Download the authoritative guide: Cloud Computing 2019: Using the Cloud for Competitive Advantage
Contrasting Dell and HP (companies doing plenty of mergers) you’ll see a pattern, particularly if you got a look at the internal results.
One of my jobs at IBM was to do clean-up after mergers and my peers and I now believe that integration mergers carry an 80% failure rate. This is in contrast to Dell’s recent mergers, which have all been successful going back to Alienware. This is because Dell generally doesn’t do integration mergers they – like EMC has successfully done with RSA and VMware – do wholly owned subsidiaries, which have a vastly higher success rate.
Palm, and Voodoo PC, two of HP’s more recent mergers, failed largely because of the merger method that was chosen. Rahul Sood, who ran Voodoo PC, has some interesting comments about what is going on, and should go on, at HP that are worth reading. But if you read between the lines, from day one that merger failed. The cultural differences alone killed it.
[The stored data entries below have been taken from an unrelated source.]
PR #2980, opened 2020-02-09
Fix UEF Navy UI things

speed2CZ:
- [x] Improves the positions of the Cruiser and Shield boat health bar.
- [x] Improves the selection thickness of the Shield boat.
Before:
ForgedAlliance_2020-02-09_09-41-26
After:
ForgedAlliance_2020-02-09_09-40-04

- [x] Fixes the position of the shield boat emitters
Before:
ForgedAlliance_2020-02-09_11-24-03
After:
ForgedAlliance_2020-02-09_11-23-14

- [x] Increased Shield boat idle effect (the white just around the ship)
Before:
ForgedAlliance_2020-02-09_11-57-15
After:
ForgedAlliance_2020-02-09_11-57-46

### DIFF
--- a/units/UES0202/UES0202_unit.bp
+++ b/units/UES0202/UES0202_unit.bp
@@ -213,8 +213,8 @@ UnitBlueprint {
         HelpText = '<LOC ues0202_help>Cruiser',
     },
     LifeBarHeight = 0.075,
-    LifeBarOffset = 3.45,
-    LifeBarSize = 1.75,
+    LifeBarOffset = 2.45,
+    LifeBarSize = 1.5,
     Physics = {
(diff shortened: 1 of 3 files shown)


shalkya:
can't see the difference between the 2 last pic.
otherwise cool stuff, i will test that soon.

speed2CZ:
The last one is very small change, its the white foam that is right next to the edges of the ship. Mostly noticable in this area:
firefox_2020-02-09_15-24-23

PhilipJFryFAF:
tested and works
as always good job on the fix!
also, the shield boat stuff really bothers me now - was that issue introduced when increasing the unit size?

Let’s talk about integration mergers and the fact they are company killers.
Successful Companies are Fragile Things
One of the things I will always remember about the Sam Palmisano 100 Year IBM anniversary speech a few weeks back is how few companies last even a decade. The failure rate of new companies is astounding, the odds against success overwhelming. This means successful companies are actually very fragile and unique.
Much like you wouldn’t take a masterpiece painting, buy it, and then decide to turn the Mona Lisa into a contemporary picture because it would destroy its value, we shouldn’t be slamming these fragile entities into other companies and expect they will survive. So it should be no surprise that most don’t.
With sick companies it is even more difficult because you may actually infect the parent company with whatever is being done wrong to cripple the purchased company.
If the problem is a bad sales force, well you now own it. Practices and people may spread to yours. If it is dishonest executives they are now your executives and fall within your policy guidelines. If it is poor quality product they become your lines, lowering the perception of quality for the entire company.
In short, much like you wouldn’t do a major operation on a person who is already beyond repair, you shouldn’t even think about an integration merger until the problem with the purchased company are understood and largely addressed. It will need that extra strength to survive the effort.
In addition, you’ll likely need the intimate knowledge about what does and doesn’t work in the acquired firm to do the integration part well.
Wholly Owned Subsidiaries
With the wholly owned subsidiary there is minimal impact initially on the purchased firm. You can take your time learning what works and what doesn’t.
Like Dell did with Alienware, that means you can apply individually processes or efficiencies from the parent, observe the result, and make timely corrections if things aren’t going well. If there is a problem, as EMC had with VMware, you can surgically address it (they replaced the CEO) and the firm gets better.
The cost of the change, both in terms of cost and in terms of collateral damage, is minimized. Going back to Dell, virtually all their recent acquisitions are now more valuable than when Dell bought them, which is clearly a vastly different outcome than HP just had with Palm.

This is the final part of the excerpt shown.